Je souhaiterais rebondir sur le post de ToxinoMan, en esperant ne pas me faire pourrir. Je vais essayer de faire tous les efforts possibles pour ne pas qu’on pense que je viens faire du cycliste-bashing alors que ce n’est absolument pas mon but.
Dans l’exemple de Toxino, je vais etre clair sur un point: le type sur qui il est tombé est horrible, infâme, et ne mérite aucune excuse.
Mais je pense voir dans ce que décrit Toxino un souci qui doit peut-etre échapper à tous les pratiquants réguliers qui font du vélo de maniere un peu intensive. Ce qui n’est effectivement pas mon cas: quand je fais du vélo, c’est uniquement pour me balader, en mode cool quoi. Mais j’imagine tres bien que, sans meme se croire sur un entrainement en mode prépa pour LBL, les pratiquants intensifs doivent vouloir rouler de maniere un peu intensive quand meme, rouler à un niveau assez élevé, et ne pas vouloir devoir trop ralentir ici ou là, autant que c’est possible. Je ne dis pas qu’ils roulent comme des dingues, mais simplement que leur façon de rouler et d’envisager leur utilisation de la route est sans doute influencée par des biais dont ils n’ont pas forcément conscience.
Et c’est notamment ce que je voulais dire à On3, meme si on aura sans doute du mal à se comprendre: j’ai tendance à penser que le « cycliste intensif » pense parfois (et donc peut-être souvent, voire tout le temps, selon les personnes) selon son propre jugement, selon son envie, selon sa vision de la situation, selon ses objectifs, selon ce qu’il pense de la bonne application du code de la route ou de ce qui serait le plus intelligent à faire (vous vous souvenez qu’on s’etait tapé 30 pages sur « vaut-il mieux rouler à droite ou milieu sur autoroute? ») etc...

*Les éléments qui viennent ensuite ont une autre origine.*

Issue #497, opened 2017-07-09
Suggestion for better handling of refresh tokens


jturmel:
So one problem any application implementing OAuth2 can have is issuing a request to refresh the access and refresh token but not actually receiving them and then forcing the user to re-authenticate. The most common case of this for us is native mobile applications that do a lot of background work and run into issues of network connectivity and or background process time limits (ie iOS gives you 30 seconds) and are unable to complete the full request/response life cycle before one of those cuts it short. The application then doesn't have the current refresh token from the backend and the only recourse is to have the user re-authenticate, which isn't ideal.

Et que, ce faisant, le « cycliste intensif » peut tres bien se tromper ou meme avoir tout autant raison/tort que l’automobiliste dans une situation donnée parce que sa vision des choses sera bien differente de la vision de l’autre. Le cycliste peut aussi prêter des intentions à l’automibiliste qui ne sont absolument pas les siennes....et que l’inverse est donc tout aussi vrai. Et que cela peut mener à des prises de risques, à des situations dangereuses où le cycliste, meme s’il est ou se croit dans son bon droit, fait peut-etre une erreur du simple point de vue (vous allez me detester.......) pragmatique.

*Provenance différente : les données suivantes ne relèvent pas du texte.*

PR #969, opened 2021-04-24
Batch tokens deletion in cleartokens command

### LINKED ISSUE #651: `cleartokens` management command could have some performance improvements
I'm using the `cleartokens` command to clear the expired tokens from my MySQL database and try to improve performance. However, we got to a point where we have a lot of tokens in our database (~300 MM) because of a bug in another application.

The command no longer workers because the `delete()` method from Django tries to load the entire object list to the python memory. The task will make the machine CPU goes to 100% and won't be able to delete anything.

I think we should have some alternatives to clear the tokens. Maybe some kind of pagination so it would delete X tokens at a time or maybe using the `_raw_delete()` method from Django ORM.

Is that an acceptable resolution for the problem? I can try and work in a PR to address this issue.

merito:
Fixes #651 

## Description of the Change

Use batches when deleting expired tokens using `cleartokens` management command. Introduce two setting variables to configure batch size and interval between deletions. The defaults were tested on quite weak machines and ~1.5M deleted tokens. It allows to run `cleartokens` without any downtime.

## Checklist

- [x] unit-test added
- [x] documentation updated


auvipy (approved):

auvipy (dismissed):
unit and integration tests for the changed logics are needed. also need explanation why atomic transacion is not needed here.

n2ygk (commented):
Sorry for the delayed follow up on this PR. It looks good. Please rebase and resolve conflicts. I'm targeting the next minor release for this. Thanks! (I'm afraid to check our production DB to see how many expired tokens are in it;-)

merito:
I had to exclude AUTHORS from check-merge-conflict, because it causes
```
Check for merge conflicts................................................Failed
- hook id: check-merge-conflict
- exit code: 1

Merge conflict string "=======
" found in AUTHORS:2
```
You can keep this change or change separator in AUTHORS file.

.pre-commit-config.yaml
```diff
@@ -10,6 +10,7 @@ repos:
       - id: check-ast
       - id: trailing-whitespace
       - id: check-merge-conflict
+        exclude: AUTHORS
```
n2ygk, line 13: I don't think this is correct. If you are rebasing and there's a merge conflict, fix the conflict, don't exclude the test. Please revert this change.

n2ygk (changes requested):

.pre-commit-config.yaml
merito: No, because there is no merge conflict here. Check for the merge conflicts detects "=======" string from AUTHORS file as a leftover from an unresolved conflict, but it is a regular AUTHORS file content, see AUTHORS on current master: https://github.com/jazzband/django-oauth-toolkit/blob/6017f079abc0da9f66fb0082539a88ce56b03a42/AUTHORS#L2 Without changing checks I can't commit with changes in AUTHORS file.

n2ygk: Oh yeah, I see that now. Wow.

n2ygk:
I think I'll approach this by fixing AUTHORS separately as the problem doesn't "belong" to this PR.

Also, since I'm targeting 1.7.0 for this as it's more than a patch, let's hold it off a bit until 1.6.1. gets published.

n2ygk:
https://github.com/pre-commit/pre-commit-hooks/issues/100 describes the problems with RST underline.

n2ygk (approved):

n2ygk:
@auvipy no test existed prior to this PR so let's accept it as is and put writing a test for the command on the backlog.

oauth2_provider/settings.py
```diff
@@ -101,6 +101,8 @@
     # Whether to re-create OAuthlibCore on every request.
     # Should only be required in testing.
     "ALWAYS_RELOAD_OAUTHLIB_CORE": False,
+    "CLEAR_EXPIRED_TOKENS_BATCH_SIZE": 10000,
+    "CLEAR_EXPIRED_TOKENS_BATCH_INTERVAL": 0.1,
```
n2ygk, line 105: @merito Sorry this is after the fact but wouldn't a default value of 0 be best, especially since the sleep is always executed even if the batch is tiny.
https://github.com/merito/django-oauth-toolkit/blob/725c3c9d8927379c9808abd1badb4fcd9ff1cbaa/oauth2_provider/models.py#L636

Histoire d’etre plus concret, si je reprends deux elements expliqués par Toxino:
- Toxino se met au milieu de la route
- Toxino explique qu’il n’y a aucun interet pour la voiture de le doubler car le mec va reperdre du temps par la suite et meme se faire dépasser
Dans le premier cas, Toxino dit qu’il en a le droit.
Dans le second, Toxino explique la cohérence de son raisonnement.
En aucun cas je ne remets en cause ni le droit ni le raisonnement de Toxino, ils sont parfaitement valables.
Mais, en le lisant, je ne peux m’empecher (non pas pour emmerder mon monde mais dans le but d’envisager au mieux une situation qui oppose deux personnes et qui me semble plus complexe que ce qu’elle peut laisser penser) d’imaginer ce que peut imaginer/vivre/ressentir l’automobiliste derriere lui, et ce que j’aurais fait si j’avais été à la place de Toxino.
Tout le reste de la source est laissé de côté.